REQUIREMENT: Retype the entries. Match them exactly.

DATA UNDER STUDY:
PR #958, opened 2021-09-03
CPDRP-908 Add email to tell SITs we have asked ECTs and mentors for info

jamesrose:
### Context

Send another mailer to tell SITs that we have asked their ECTs and mentors for validation information. This largely uses the same criteria as https://github.com/DFE-Digital/early-careers-framework/pull/938 but because we needed a school name I had to make sure that we weren't sending to the same SIT for multiple schools. Other than that, the criteria and tests are the same.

TASK OUTPUT:
PR #958, opened 2021-09-03
CPDRP-908 Add email to tell SITs we have asked ECTs and mentors for info

jamesrose:
### Context

Send another mailer to tell SITs that we have asked their ECTs and mentors for validation information. This largely uses the same criteria as https://github.com/DFE-Digital/early-careers-framework/pull/938 but because we needed a school name I had to make sure that we weren't sending to the same SIT for multiple schools. Other than that, the criteria and tests are the same.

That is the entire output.